(DATA SUPPLIED)

PR #277, opened 2024-06-14
add json stats endpoint

brayniac:
Adds a /vars.json endpoint that provides JSON formatted metrics exposition.

### DIFF
--- a/src/exposition/http.rs
+++ b/src/exposition/http.rs
@@ -212,101 +212,16 @@ mod handlers {
     }
 
     pub async fn human_stats() -> Result<impl warp::Reply, Infallible> {
-        let mut data = Vec::new();
-
-        let snapshots = SNAPSHOTS.read().await;
-
-        for metric in &metriken::metrics() {
-            let any = match metric.as_any() {
-                Some(any) => any,
-                None => {
-                    continue;
-                }
-            };
-
-            if metric.name().starts_with("log_") {
-                continue;
-            }
-
-            let simple_name = metric.formatted(metriken::Format::Simple);
-
-            if let Some(counter) = any.downcast_ref::<Counter>() {
-                data.push(format!("{}: {}", simple_name, counter.value()));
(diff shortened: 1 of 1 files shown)


src/exposition/http.rs
```diff
@@ -54,6 +55,14 @@ mod filters {
             .and_then(handlers::human_stats)
     }
 
+    /// GET /vars.json
+    pub fn json_stats(
+    ) -> impl Filter<Extract = (impl warp::Reply,), Error = warp::Rejection> + Clone {
```
mihirn, line 60: Not important, but just for consistency with rpc-perf should we also support `metrics.json` for json_stats?

src/exposition/http.rs
```diff
@@ -281,3 +259,55 @@ mod handlers {
...
+// gathers up the metrics into a simple format that can be presented as human
+// readable metrics or transformed into JSON
+async fn simple_stats(quoted: bool) -> Vec<String> {
+    let mut data = Vec::new();
+
+    let snapshots = crate::SNAPSHOTS.read().await;
+
+    let q = if quoted { "\"" } else { "" };
+
+    for metric in &metriken::metrics() {
```
mihirn, line 272: Is there any reason not to use the `match metric.value() { Some(Value::Counter(value)) .. ` pattern here?

I know it probably doesn't make a huge difference since we'd chatted about how the metrics are in-crate, but seems like we may as well make over the switch-over if we are making the change.

mihirn (approved):

src/exposition/http.rs
brayniac: Good idea. PR is updated to have the same paths and copies the doc comments about formats and purposes from rpc-perf. We'll want to go back and add doc comments about the other exposition endpoints too.

src/exposition/http.rs
brayniac: Leaving this open for a follow-up PR.

PR #285, opened 2024-06-27
userspace counter improvements

brayniac:
Changes the internal behavior of the userspace counter wrapper that is used to increment both a counter and histogram. This brings the behavior more in-line with how the underlying Metriken counters work and removes the potential footguns around previous value tracking.

### DIFF
--- a/src/common/counter.rs
+++ b/src/common/counter.rs
@@ -1,0 +1,49 @@
+use metriken::AtomicHistogram;
+use metriken::LazyCounter;
+
+/// A `Counter` is a wrapper type that enables us to automatically calculate
+/// percentiles for secondly rates between subsequent counter observations.
+///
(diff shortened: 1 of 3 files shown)


src/common/counter.rs
```diff
@@ -0,0 +1,49 @@
...
+            }
+        }
+
+        self.counter.set(value)
+    }
+
+    /// Updates the counter by incrementing it by some value. If this counter
+    /// has a histogram, it normalizes the increment to a secondly rate and
+    /// increments the histogram too.
+    #[allow(dead_code)]
```
mihirn, line 41: Leftover?

brayniac: No, I think this warns on macos still because we only use this method in the linux bpf sampler for cpu usage.

mihirn (approved):

PR #356, opened 2024-10-02
rezolus-recorder

brayniac:
Adds a binary for recording Rezolus metrics to a parquet file.


src/recorder.rs
```diff
@@ -0,0 +1,283 @@
...
+        if client.is_none() {
+            debug!("connecting to Rezolus...");
+
+            match TcpStream::connect(addr).await {
+                Ok(s) => {
+                    if s.set_nodelay(true).is_err() {
+                        continue;
+                    }
+
+                    debug!("performing http2 handshake...");
```
mihirn, line 199: Curious if there is actually a benefit for HTTP/2 here given that we aren't pipe-lining or worried about head of line blocking. Better compression?

src/recorder.rs
```diff
@@ -0,0 +1,283 @@
...
+                .uri(&format!("http://{addr}/metrics/binary"))
+                .body(())
+                .unwrap();
+
+            interval.tick().await;
+
+            let start = Instant::now();
+
+            if let Ok((response, _)) = sender.send_request(request, true) {
+                if let Ok(response) = response.await {
```
mihirn, line 236: Can we use the wait for the full body in the response here rather than manually handling it in chunks? (The reverse of the current rpc-perf change which switches the other way)

mihirn:
Not a blocker, but I think it would be nice to be able to launch it with a pre-set runtime, rather than requiring Ctrl-C to quit, so it is easier to script.

mihirn (approved):

src/recorder.rs
brayniac: Probably no real benefit, but we know Rezolus supports H2, so I don't see a downside to using it.

src/recorder.rs
brayniac: The h2 client doesn't offer this afaik. It's more oriented towards being able to handle streaming responses.

brayniac:
> Not a blocker, but I think it would be nice to be able to launch it with a pre-set runtime, rather than requiring Ctrl-C to quit, so it is easier to script.

 I'll follow-up with another PR to add a timed collection

PR #410, opened 2025-01-11
fix: histogram config missing

brayniac:
Since the snapshotting moved into Rezolus, we missed adding the histogram config (power and group) to the metadata.

### DIFF
--- a/src/exposition/http/snapshot.rs
+++ b/src/exposition/http/snapshot.rs
@@ -128,7 +128,6 @@ impl Snapshot {
                                 let mut metadata = metadata.clone();
 
                                 metadata.insert("id".to_string(), counter_id.to_string());
-                                metadata.insert("group_id".to_string(), metric_id.to_string());
 
                                 if let Some(m) = counters.load_metadata(counter_id) {
                                     for (k, v) in m {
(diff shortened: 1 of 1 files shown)


src/exposition/http/snapshot.rs
```diff
@@ -116,10 +125,10 @@ impl Snapshot {
                                 if *counter == 0 {
                                     continue;
                                 }
-
                                 let mut metadata = metadata.clone();
 
                                 metadata.insert("id".to_string(), counter_id.to_string());
+                                metadata.insert("group_id".to_string(), metric_id.to_string());
```
mihirn, line 131: I actually don't think I need this, the `id->counter_id` in the line above is what I was looking for and added in `32763b57`.

src/exposition/http/snapshot.rs
```diff
@@ -144,6 +153,7 @@ impl Snapshot {
                                 let mut metadata = metadata.clone();
 
                                 metadata.insert("id".to_string(), gauge_id.to_string());
+                                metadata.insert("group_id".to_string(), metric_id.to_string());
```
mihirn, line 156: Same as previous.

src/exposition/http/snapshot.rs
brayniac: Removed.

src/exposition/http/snapshot.rs
brayniac: Removed

PR #416, opened 2025-01-16
Rewrite packaging to use a single script in a docker container

swlynch99:
This should avoid the problems with running github actions within an older docker container. It should also make building packages by hand somewhat easier.

### DIFF
--- a/debian/package.sh
+++ b/debian/package.sh
@@ -70,6 +70,26 @@ while [ $# -gt 0 ]; do
     esac
 done
 
+pushgroup() {
+    if [ -n "$CI" ]; then
+        echo "::group::$*"
+    fi
+}
+
+nextgroup() {
+    if [ -n "$CI" ]; then
+        echo "::endgroup::"
+        echo "::group::$*"
+    fi
+}
+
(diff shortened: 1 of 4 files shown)


debian/package.sh
```diff
@@ -0,0 +1,149 @@
...
+    --chown         Change the ownership of the resulting package files.
+
+USE WITH DOCKER:
+    This script is intended to be run within a debian-based docker container.
+    As an example, consider building for ubuntu focal:
+
+    docker run -it --rm \\
+        -v \$(pwd):/mnt/rezolus \\
+        -v \$(pwd)/target/debian:/mnt/output \\
+        ubuntu:focal /mnt/rezolus/debian/package.sh --release 0 --chown \$(id -u) --verbose
```
brayniac, line 37: I'd rather that we use a supported distro/release here. Consider using `noble` as the example

brayniac (approved):
Approved, but would like to change the example in the packaging script to something with a supported kernel version.

swlynch99:
Fixed. Will merge once all CI jobs pass.

PR #437, opened 2025-02-05
use forward slash as cgroup path joiner

brayniac:
Change the cgroup name label to use a forward slash as the path joiner to make hierarchy more obvious.


swlynch99 (approved):
:ship:

PR #448, opened 2025-02-15
[RFC] Add a rezolus metrics subscription endpoint

swlynch99:
We've had a few concerns with jitter and overhead with rezolus. I originally started writing this as an experiment to see how it would look to add a subscription endpoint.

Here were my goals/constraints when designing this:
- Metadata for metrics is only sent once per metric.
- There is no unbounded memory usage on the rezolus end, there will be at most 3 snapshots being stored concurrently (1 being sent, 1 buffered, and 1 being recorded). Extra snapshots will be dropped if they are not sent in time.
- Snapshots only contain the metric id and value and nothing else.
- The protocol allows for recovering from parsing errors. Individual frames are prefixed with their length, so if a frame fails to parse then it can be skipped without having to drop the stream.
- Snapshot frequency is driven by rezolus itself, although it is configured by a query parameter.

Here's how it works. There are (currently) 4 different frame types:
- An initial metadata frame with connection-level metadata.
- A metric info frame with metadata info about metrics. A metadata entry is sent once per metric (before it shows up in a snapshot) but an info frame can contain info on multiple metrics.
- A snapshot frame which contains metric ids and values.
- A frame that indicates some number of snapshots have been lost.

I have ultimately settled on using the metric names as the metric id as I found that to be more convenient. The code could be optimized a bit to reduce allocations by using a small-string library, but I have ignored that for this PR.

### DIFF
--- a/Cargo.lock
+++ b/Cargo.lock
@@ -363,6 +363,28 @@ dependencies = [
 ]
 
 [[package]]
+name = "async-stream"
+version = "0.3.6"
+source = "registry+https://github.com/rust-lang/crates.io-index"
+checksum = "0b5a71a6f37880a80d1d7f19efd781e4b5de42c88f0722cc13bcb6cc2cfe8476"
+dependencies = [
+ "async-stream-impl",
+ "futures-core",
+ "pin-project-lite",
+]
+
+[[package]]
+name = "async-stream-impl"
+version = "0.3.6"
+source = "registry+https://github.com/rust-lang/crates.io-index"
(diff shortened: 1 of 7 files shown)


brayniac:
I don't see where the samplers are being refreshed as part of this. They would need to be refreshed before each snapshot frame is created. Am I missing something?

I think to make evaluation easier we need an implementation of the rezolus recorder that subscribes to the streaming endpoint. 

So far, analysis seems to be that the jitter of the Rezolus recorder is pretty good. I think we also need to add an additional timestamp in the snapshots so we have both the start of the refresh and the completion so we can do better analysis.

swlynch99:
I don't think I'm going to have time to drive this so I'm going to close it for now.

PR #450, opened 2025-02-20
use metric definitions from metriken-exposition

mihirn:


src/exposition/http/mod.rs
```diff
@@ -63,7 +61,7 @@ fn app(state: Arc<AppState>) -> Router {
 async fn msgpack(State(state): State<Arc<AppState>>) -> Vec<u8> {
     state.refresh().await;
 
-    let snapshot = Snapshot::new();
+    let snapshot = snapshot::new_snapshot();
```
brayniac, line 64: consider renaming the function so this is `snapshot::create()` or similar?

src/exposition/http/snapshot.rs
```diff
@@ -2,176 +2,126 @@ use crate::exposition::http::CounterGroup;
...
-    pub value: histogram::Histogram,
-    pub metadata: HashMap<String, String>,
-}
-
-/// Contains a snapshot of metric readings.
-#[derive(Clone, Serialize, Deserialize)]
-#[non_exhaustive]
-pub struct Snapshot {
-    pub systemtime: SystemTime,
+pub fn new_snapshot() -> Snapshot {
```
brayniac, line 9: same as above

brayniac (approved):
Non-blocking suggestion wrt the function name. LGTM and can ship either with or without that change.

PR #461, opened 2025-03-06
add summarize subcommand

brayniac:
Adds a new subcommand 'summarize' which serves as a proxy which scrapes the msgpack endpoint periodically and produces summary metrics (percentiles) from the histograms.

This PR also adds the `rezolus-summarize` service definition which by default will connect to the default Rezolus port (4242) on localhost and listen on port 4243 on all addresses. This service is disabled by default. This is configured for secondly scraping and the interval should be set to match the scrape interval of metrics collection.

In environments where collection of percentiles instead of full histograms is desired, the `rezolus-summarize` service should be enabled, and the metrics collection should be pointed at port 4243 instead of the Rezolus agent's default port 4242.

### DIFF
--- a/src/summarize.rs
+++ b/src/summarize.rs
@@ -159,13 +159,8 @@ pub fn run(config: Config) {
 
     // timed loop to calculate summary metrics
     rt.block_on(async move {
-        // get an aligned start time
-        let start = tokio::time::Instant::now()
-            - Duration::from_nanos(Utc::now().nanosecond() as u64)
-            + config.interval.into();
-
         // sampling interval
-        let mut interval = tokio::time::interval_at(start, config.interval.into());
+        let mut interval = crate::common::aligned_interval(config.interval.into());
 
         // previous snapshot
         let mut previous = None;
--- a/src/summarize.rs
+++ b/src/summarize.rs
@@ -1,0 +1,436 @@
+use tower_http::decompression::RequestDecompressionLayer;
+use tower_http::compression::CompressionLayer;
+use tower::ServiceBuilder;
+use axum::routing::get;
+use tokio::net::TcpListener;
+use axum::Router;
+use parking_lot::Mutex;
+use std::collections::HashMap;
+use metriken_exposition::*;
+use std::time::SystemTime;
+use metriken_exposition::SnapshotV2;
+use std::net::SocketAddr;
+use metriken_exposition::Snapshot;
+use super::*;
+use clap::ArgMatches;
+
+static SUMMARIZED: Mutex<Option<SnapshotV2>> = Mutex::new(None);
+
+pub struct Config {
+    interval: humantime::Duration,
+    verbose: u8,
+    url: Url,
+    listen: SocketAddr,
+}
+impl TryFrom<ArgMatches> for Config {
+    type Error = String;
+
+    fn try_from(
+        args: ArgMatches,
+    ) -> Result<Self, <Self as std::convert::TryFrom<clap::ArgMatches>>::Error> {
+        Ok(Config {
+            url: args.get_one::<Url>("URL").unwrap().clone(),
+            listen: *args.get_one::<SocketAddr>("LISTEN").unwrap(),
+            verbose: *args.get_one::<u8>("VERBOSE").unwrap_or(&0),
+            interval: *args
+                .get_one::<humantime::Duration>("INTERVAL")
+                .unwrap_or(&humantime::Duration::from_str("1s").unwrap()),
+        })
+    }
+}
+
+pub fn command() -> Command {
+    Command::new("summarize")
+        .about("Produce and expose summary metrics for a running Rezolus agent")
+        .arg(
+            clap::Arg::new("URL")
+                .help("Rezolus HTTP endpoint")
+                .action(clap::ArgAction::Set)
+                .value_parser(value_parser!(Url))
+                .required(true)
+                .index(1),
+        )
+        .arg(
+            clap::Arg::new("LISTEN")
+                .help("Path to the output file")
+                .action(clap::ArgAction::Set)
+                .value_parser(value_parser!(SocketAddr))
+                .required(true)
+                .index(2),
+        )
+        .arg(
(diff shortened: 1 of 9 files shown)


src/summarize.rs
```diff
@@ -0,0 +1,430 @@
...
+            clap::Arg::new("URL")
+                .help("Rezolus HTTP endpoint")
+                .action(clap::ArgAction::Set)
+                .value_parser(value_parser!(Url))
+                .required(true)
+                .index(1),
+        )
+        .arg(
+            clap::Arg::new("LISTEN")
+                .help("Path to the output file")
```
mihirn, line 55: Wrong parameter description

src/summarize.rs
```diff
@@ -0,0 +1,430 @@
...
+    let config = Arc::new(config);
+
+    // launch the HTTP listener
+    let c = config.clone();
+    rt.spawn(async move { serve(c).await });
+
+    // timed loop to calculate summary metrics
+    rt.block_on(async move {
+        // get an aligned start time
+        let start = tokio::time::Instant::now()
```
mihirn, line 163: I'm still not sure this is the right ordering between `Instant::now()` and `Utc::now()`

src/summarize.rs
```diff
@@ -0,0 +1,430 @@
...
+                }
+            } else {
+                error!("failed to get metrics. terminating early");
+                break;
+            }
+        }
+    })
+}
+
+pub fn systemtime(snapshot: &Snapshot) -> SystemTime {
```
mihirn, line 213: Since these are duplicated from metriken-exposition, should we just make those publicly accessible and release a new version instead of duplicating?

src/summarize.rs
```diff
@@ -0,0 +1,430 @@
...
+    let mut summarized = summarized.unwrap();
+
+    let timestamp = summarized
+        .systemtime
+        .duration_since(SystemTime::UNIX_EPOCH)
+        .unwrap()
+        .as_millis();
+
+    for mut metric in summarized.counters.drain(..) {
+        let name = metric.name.clone();
```
mihirn, line 375: 375-391 feels like it could be a function which takes the type (counter or gauge) and the value (as a string, since they are u64 vs i64) and produces a formatted string to push into data, so that 399-417 can also use it.

brayniac:
> The code itself looks fine to me, but I do wonder if this should be a part of the recorder or a configurable feature of Rezolus itself, instead of a separate service.

Why would you want to try to put it in the recorder or the agent?

The agent is currently totally unaware of the external sampling intervals and I'm not sure we want to have it doing work if metrics are not being collected. 

The recorder and flight-recorder are both targeted at producing file artifacts. I'm not sure that a metrics proxy fits neatly in those either.

I'm curious what the reasoning is to converge towards a single running process instead of having separation of duties.

src/summarize.rs
brayniac: Yes, unfortunately the current metriken-exposition didn't expose these in a snapshot version independent way. This should be moved into that crate and a new version published.

src/summarize.rs
brayniac: Fixed

src/summarize.rs
brayniac: See latest commit. I've moved all the alignment into a shared function with some error bounds. I'm not sure if the ordering really matters, what we care about is that there isn't a significant amount of elapsed time between those two times.

src/summarize.rs
brayniac: We can't operate on those uniformly without their being a unifying trait. I've added a local trait to hide those edges. `metriken-exposition` should try to make this easier maybe?

brayniac:
> Valid point about the agent not being aware of external sampling interval -- that seems like a pretty good reason for this to not be part of that. For the rest, I've broadly got two concerns:
> 
> a) I'm not too sure what the behaviour will be if we end up having both recorder and summarize running? As I understand it, snapshots from the binary-endpoint are demand driven, so we'll be doing unnecessary work, but since everything is free-running, at least the data should be valid?
> 
> It does seem to me like having something where there is a single service scraping the endpoint and then doing all the necessary expositions with it (file, prometheus, both) ends up making it easier to reason about who is scraping that endpoint and when.
> 
> b) There's a fair amount of duplication around formatting and I do worry a little bit that something will get out-of-sync and we'll get different looking results whether we scrape prometheus directly from the agent or through the summarize service. I guess one way of working around that would be to remove the prometheus endpoint from the agent altogether and always have all prometheus exposition through summarize (in a renamed form, since it can either be summaries or full histograms).
> 
> I don't understand the snapshot mechanism of rezolus well-enough to know the downsides of either of those, but that's broadly what my thinking was.

I think it's very likely that we will have multiple consumers - although not always from the msgpack endpoint. If we're encouraging the use of flight-recorder in production with high temporal resolution compared to standard obs collection intervals, then we have two consumers - one is definitely msgpack, and the other is either msgpack or prom depending on whether it's through the summarize proxy or not. 

Since the values are free-running, I don't think there's much concern in terms of correctness or who is reading when. We refresh the internal view and serialize it into either format. Sampler refresh is largely copying values out of mmap()'d regions since much of the telemetry is eBPF based now. We could implement some sort of TTL based freshness to skip unnecessary refreshes if we're concerned about for instance reading memory info from /proc/meminfo or refreshing our perf counter views.

I'm not sure that we can or should be concerned about who is reading and when? Is there something specific I'm overlooking?

I think the formatting logic needs to get moved out into a common location. That's a valid concern. We could move that all into a prom exporter service that is a msgpack consumer and exposes either histograms or summaries. That might help clarify the name for this service too.

Would that address the concerns you have? Happy to discuss on slack too.

mihirn:
I was mostly worried about blocking if concurrent refreshes happen, but maybe that isn't a concern since the eBPF internal snapshot happens separately and this refresh is read-only and multiple can happen in parallel? If so, most of my concerns around multiple samplers disappear.

Yeah, I think moving all the exporter stuff into a separate service is probably cleaner and easier long-term.

brayniac:
Closing in favor of #470

PR #5942, opened 2017-03-24
Fix cookbook gem installer

brugidou:
Current gem installer does not work if multiple cookbook request the
same gem. The solution is to merge all the gem requirements for the same
gem.

If multiple cookbooks have conflicting constraints, the install will
fail anyway.

This bug affects Chef 12 too and make the feature almost unusable.

### DIFF
--- a/lib/chef/cookbook/gem_installer.rb
+++ b/lib/chef/cookbook/gem_installer.rb
@@ -36,10 +36,12 @@ class Chef
       # Installs the gems into the omnibus gemset.
       #
       def install
-        cookbook_gems = []
+        cookbook_gems = Hash.new { |h, k| h[k] = [] }
 
         cookbook_collection.each do |cookbook_name, cookbook_version|
-          cookbook_gems += cookbook_version.metadata.gems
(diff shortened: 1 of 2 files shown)


brugidou:
Opened #5943 to fix the bundle-audit check

lamont-granquist:
needs a test

brugidou:
@lamont-granquist I added unit tests, I checked that they effectively fail without my patch.

lamont-granquist:
good 'nuff.

note that you did a bunch of work to stub everything and we're not generally that religious about our unit tests being pure unit tests of only the object under test with everything else stubbed.  in particular mocking the filesystem usually ends in tears because there's too much API surface area (read: collaboration) between the object under test and the posix filesystem.  there's mockfs/fakefs solutions that attempt to double-down on unit testing, but i usually prefer to just create real files.  also wouldn't have minded creating a real CookbookCollection instead of stubbing it with a hash.

still way cleaner tests than we usually get, i don't think it really needs to be changed to be accepted, since those are just philosophical points...

PR #5946, opened 2017-03-24
Fix action class weirdness in Chef-13

lamont-granquist:
The old action_class code was doing some magical stuff with the provider
accessor in order to determine if the class was supposed to be a custom
resource or not and have the action_class autovivifying accessor return nil
in cases when the resource wasn't a custom resource and implementing
inheritance by walking back up the tree in ways that were difficult to
grok.

This removes the magic from the provider so that there's no longer any
accessor that magically short-circuits to nil if the resource is not
supposed to be a custom resource.

There is now a simple inherited API for `Chef::Resource.custom_resource?`
which just defines if the class is a custom resource or not.  Since both
`action` and `action_class` call `define_action_class` they both wind up
setting this boolean on the class, which is then inherited to subclasses
automatically, which eliminates the need to walk up the hierarchy.

The superclass.respond_to?(:action_class) checks have also been rendered
unnecessary by removing the code that walked up the inheritance
hierarchy and also because Chef::Resource is never going to be a
custom resource itself, so will never call `define_action_class` so from
inside of `define_action_class` you can always rely on the superclass
being a resource and implementing `custom_resource?` and `action_class`.

The wiring for picking the provider is now moved explicitly to the
ProviderResolver -- even though custom resources hardcode a 1:1
resource-to-provider mapping.  This reads much clearer to me than the
magical wiring to the provider accessor off of the instance.

The bug that this fixes was that the way the magical accessor
nil-or-action_class was implemented the old way of defining action
helpers with class_eval broke:

```ruby
action_class.class_eval << EOM
  def a
    "foo"
  end
EOM
```

If that came before any action_class-with-a-block or action declaration
and the resource did not inherit from another custom resource then the
action_class would not be created and it would return nil, which was an
API which the magical wiring in the provider accessor required.

### DIFF
--- a/lib/chef/resource.rb
+++ b/lib/chef/resource.rb
@@ -752,8 +752,7 @@ class Chef
               else
                 arg
               end
-      set_or_return(:provider, klass, kind_of: [ Class ]) ||
-        self.class.action_class
+      set_or_return(:provider, klass, kind_of: [ Class ])
     end
 
     def provider=(arg)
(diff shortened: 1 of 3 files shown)


lib/chef/resource.rb
```diff
@@ -1151,13 +1156,11 @@ def self.action_class(&block)
     # Ensure the action class actually gets created. This is called
     # when the user does `action :x do ... end`.
     #
-    # If a block is passed, it is run inside the action_class.
-    #
     # @api private
-    def self.declare_action_class(&block)
+    def self.declare_action_class
       @action_class ||= begin
                           if superclass.respond_to?(:action_class)
```
coderanger: Just for consistency might as well change this too.

coderanger:
Seems like the right direction 👍

lamont-granquist:
github seems to be having webhook weirdness so i'm not sure when this might turn green.

i think its reviewable now.

lamont-granquist:
and paging @chef/client-core for review

lamont-granquist:
Note that I still have no idea exactly what changed in master of Chef-13 to expose this bug.  As far as I can tell it shouldn't have worked on Chef-12 either.

The fix for the bugginess is simply that `def self.action_class` now always creates the action_class and doesn't have the behavior of returning nil if nothing else had caused the action class to come into being (which was then required behavior for the provider accessor to utilize that API in the case where the provider hadn't been set and the resource wasn't a custom resource, so the provider needed to really return nil -- but now that's all gone).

(End DATA SUPPLIED)

- [YOUR ASSIGNMENT]: Search the material for the word "warp" and report how many lines hold it. Add nothing else.

- [SOLVED PROBLEM]: 2